Holy sh*t dude... Thanks!!
Now I just need to get out of the Leechers state... but I can still use these on other websites!!

----------


## Bob_Magic

Here you go pullef i'm finished.



the url: http://i194.photobucket.com/albums/z...s-that-all.gif

Hope its cool

----------


## Pullefjun

> Here you go pullef i'm finished.
> 
> 
> 
> the url: http://i194.photobucket.com/albums/z...s-that-all.gif
> 
> Hope its cool


I love you! <3 Gotta spread some rep  :Smile:

----------


## Neth'zul

Signature http://i232.photobucket.com/albums/e...rnity-800x.jpg
Word : Prepare for Battle with(disapear then) .....The Lich
Border : No
Animated : Yes
Background Color : Like the colour on the pic i linked
Plz & Thx

it will be soo good if u can make on...ive been asking every where for one lol

----------


## Bob_Magic

Hope it suits Lich, :S, I added an eye glow on the horse for added realism

the url: http://i194.photobucket.com/albums/z...m/the-lich.gif

----------


## MaXxxLove

Type: Signature
Name: Hiyaku, then 不滅力 at the bottom
Border: Y
Animation: Y
Details: Red/blue colors on the text.

Planet Renders // Renders - Anime/Manga Renders/Afro Samurai this render

----------


## Bob_Magic

Ok, can you redo that in the form provided it doesn't make sense to me

----------


## MaXxxLove

D o n eeeeeeeee

----------


## Kingpin

> For Kingpin, tell me what you think, I thought it looked alright without a border
> 
> 
> 
> 
> 
> the urls:
> 
> sig: http://i194.photobucket.com/albums/z187/bobofthetram/Mookus-1.gif
> ...



Cheers man,

your a legend. Looks sick without a border :P. HOw do you do them?

----------


## tumadre

Bob, I want to get in the Christmas spirit, could you add a Santa hat on top of Iorek's head here's my sig http://i194.photobucket.com/albums/z...am/tumadre.gif

----------


## Oversoul0

Signature: http://i130.photobucket.com/albums/p...sinslave-1.jpg
Text: Vampirez on the right side in Black and then it fades out and says Oversoul in white on the left.
Animated: Yes
Background: http://i130.photobucket.com/albums/p...Abbajaba-1.jpg 

If you could do this I would be most grateful :irock: .

----------


## Bob_Magic

Umm Lich I already created you a sig...




> Hope it suits Lich, :S, I added an eye glow on the horse for added realism
> 
> the url: http://i194.photobucket.com/albums/z...m/the-lich.gif


LOl

----------


## Bob_Magic

for Hiyaku



the url: http://i194.photobucket.com/albums/z187/bobofthetram/Hiyakyu.gif

for tumadre



the url: http://i194.photobucket.com/albums/z187/bobofthetram/tumadre3.gif

----------


## Gadella

Ey! I would ask if you can make a sig for me?



Type: Sig
Name: Gadella
Border: You decide!  :Big Grin: 
Animation: You decide!  :Wink: 
Details: Dont know! :'<

All your sigs look awesome! +repped ofc ;b

----------


## Remahlól

Type: Sig
Name: Remah
Border: Depends 
Animation: Yes, I want it all to be animated.
Details: Well, I want you to make a sig which will have the text "Remah", make in animated in that way which will make it look like it's rotating. (Play around with the position of each letter, it's size etc.)
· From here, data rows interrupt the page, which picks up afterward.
PR #965, opened 2026-07-03
feat: vestad-local workspace distribution with upgrade-driven sync

emipasca:
Distributes the agent's home (engine + skills) to boxes **from the vestad daemon itself**, over the loopback — no github branch, no external network, identical in dev/tests/prod. Replaces the original github-`agent-workspace`-branch design mid-PR (see the two specs); the pivot is why the branch is large.

Specs: [upgrade+engine (Parts 1–3)](docs/superpowers/specs/2026-07-03-upgrade-upstream-sync-design.md) · [vestad-local distribution (Part 4, supersedes the github branch)](docs/superpowers/specs/2026-07-03-vestad-local-workspace-distribution.md).

## The model

**Engine** — `agent/pyproject.toml` + `uv.lock` live in `agent/core/`, so the engine is one publishable, one-mountable unit. vestad mounts a single read-only `core/`; dev-tool configs split out and never ship.

**Distribution** — vestad embeds the full agent home. At startup, after `ensure_agent_code`, `workspace.rs` runs the embedded `vestad/scripts/build-workspace.sh` (one tested bash script owning all git logic; its suite is `agent/tests/test_build_workspace.py` — the *same file* vestad executes, so tests and prod can't drift) to append a snapshot commit + `agent-vX.Y.Z` tag to the per-host bare repo at `~/.config/vesta/vestad/workspace/workspace.git` and regenerate `workspace.bundle`. Boxes fetch that bundle via `GET /agents/{me}/workspace.bundle` (agent-token auth, self-scoped) using the `workspace-sync` core skill's `fetch-workspace.sh`.

**Upgrade → sync** — a vestad upgrade changes the running core version (`core/pyproject.toml`); `workspace_sync.py` turns the mismatch vs the persisted `last_synced_version` into a `[Workspace sync]` boot turn: the agent rebases its own delta onto `agent-v<version>` and records completion via `mark_workspace_synced` (unmarked turns re-fire). Fresh agents pre-mark and attach via the `workspace-sync` **SETUP.md** at birth; legacy boxes convert via the one-time `2026-07-workspace-conversion` migration.

**Box porcelain** — cone-mode sparse checkout (cone = installed skills; mount-owned `core/` invisible via `sparse.expectFilesOutsideOfPatterns`); `skills-install`/`skills-remove` are offline cone edits; the box's delta always rebases on top of stock, `git log agent-vX..HEAD` = "everything this box changed".

## Notable design points

- **Bundle build is fatal at startup.** Host **git is a hard runtime requirement** for vestad — if `ensure_agent_code` or `ensure_workspace` fails (git missing, disk error), vestad aborts startup (`exit 1`, like `validate_config_dir`) rather than serve a daemon whose boxes silently 404 on the bundle.
- **Per-host lineage** keeps rebases clean (always a real merge-base); cross-host restores use the documented transplant (`git rebase --onto agent-vNEW agent-vOLD`).
- `VESTA_UPSTREAM_REF`/`VESTA_WORKSPACE_REF` are gone (boxes need no branch name); vestad strips the stale env keys (LEGACY-marked). `upstream-pr` reads the version from the mounted core.
- The migration restores the legacy repo if its conversion attach fails, so an unmanaged legacy box at an unavailable version degrades gracefully instead of being left repo-less.

## Testing

- `test_build_workspace.py` — the real build script: append/no-op/tag-move lineage, fetchable bundle, fingerprint/exec-bit handling.
- `test_workspace_sync.py` — the real box flow against bundles built by the real script: worktree-safe attach (incl. a mounted constitution stays ignored), version-pinned rebase w/ + w/o conflicts, cone scoping, offline install, downgrade, legacy conversion + repo-restore-on-failure.
- `test_workspace_sync_turn.py` — the trigger: marker, boot turn, pre-mark, tool.
- vestad unit: `workspace.rs` builds against scratch content; bundle endpoint 404/bytes.
- Docker-gated `tests/server/workspace.rs` — a real container curls the real endpoint and attaches (the production path, end to end). Caught three real fresh-box bugs during review: exec-bit stripping, snapshot/image content skew, and the constitution not being ignored.
- `check.sh agent` (488) / `vestad` (148) / `cli` (24) green. (`check.sh web` is red on master already — prettier on two files this branch doesn't touch.)

Validated end-to-end on a live box (real upgrade → sync turn → fetch over loopback → rebase → mark → restart), which surfaced the migration dead-stock and no-conflict-rebase-pause fixes now included.


emipasca:
Heads-up found while reviewing CI exposure: the workspace migration could deadlock the first release.

`test-live` upgrades a previous-release agent (legacy `~/.git`) onto the candidate and waits for **all** migrations to converge — but at test-live time the candidate's `agent-v` tag can't exist yet (`publish-agent-branch` is gated on test-live), and on the very first release the `agent-workspace` branch doesn't exist at all. If the workspace migration required a successful attach, it would never mark, converge would time out, test-live would go red, and the branch would never get published (bootstrap deadlock).

Fixed in f55f0a78 at the migration's contract, not by reordering CI: the migration's job is retiring the legacy repo (always possible offline); an unreachable remote routes to the final step and the re-firing workspace-sync boot turn owns the eventual attach. Publishing stays gated on test-live; failed releases leave no tags.

The hermetic suites (`agent`/`cli`/`vestad`/`integration`) never touch the remote — fixture origins only.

I hope you understand what I mean..
8rep for a good sig.

----------


## Neth'zul

> Umm Lich I already created you a sig...
> 
> Quote:
> Originally Posted by *me* 
> 
> 
> 
> Hope it suits Lich, :S, I added an eye glow on the horse for added realism
> 
> the url: http://i194.photobucket.com/albums/z...m/the-lich.gif


Dude thx alot it looks sick!..and i guess i didnt see it srry  :Smile:

----------


## Bob_Magic

Any Specific colours or pictures? Remah?

----------


## Remahlól

MMOwned color background. Text white, please.

Thanks in advance.

----------


## Bob_Magic

Ok, I will do the best I can.

----------


## tumadre

Lol, awesome, I love it! I wish i could +rep  :Frown:  :Frown:  :Frown:

----------


## Avaonix

Type: Sig
Name: Arès
Border: Yes
Animation: Yes
Details: You choose!

----------


## MaXxxLove

> for Hiyaku
> 
> 
> 
> the url: http://i194.photobucket.com/albums/z187/bobofthetram/Hiyakyu.gif
> 
> for tumadre
> 
> 
> ...


OH MY YYY GOOOOOODDDDD


THAT IS SOOOOOOOO AMAZZZZIIIIIIIINNNNNNGGGG!!!!!!!!!!

----------


## Neth'zul

it says its too big of a file for the fourm

"Remote file is too large"

----------


## Skizzilini

Hello. If you are still taking requests, I would like:

Type: Signature picture
Name: Skizzilini, or don't put a name on it, instead put a shakespeare quote having to do with morality and existence. There are alot of them. I'll find one in a day or two, but choose your own if you like.
Border: none, or black
Animation: none
Details: Something with either the character "Meta Ridly" (look at my avatar, but without the santa hat) from Metroid Prime 1, or "Phazon Ridly" from Metroid Prime 3: Corruption. The pterodactyl in the background of this picture is meta ridly: http://guidesmedia.ign.com/guides/15...meguide_57.jpg 

as well as http://blog.wiisteria.com/wp-content...eta-ridley.bmp

And this is Phazon Ridley: http://img.photobucket.com/albums/v6...leyMP3edit.jpg

I'm hoping for something I've never seen before. He's one of my favorite video game characters. I mean, come on, he's a flying dinosaur who can fire lasers. Apply your artistic judgement!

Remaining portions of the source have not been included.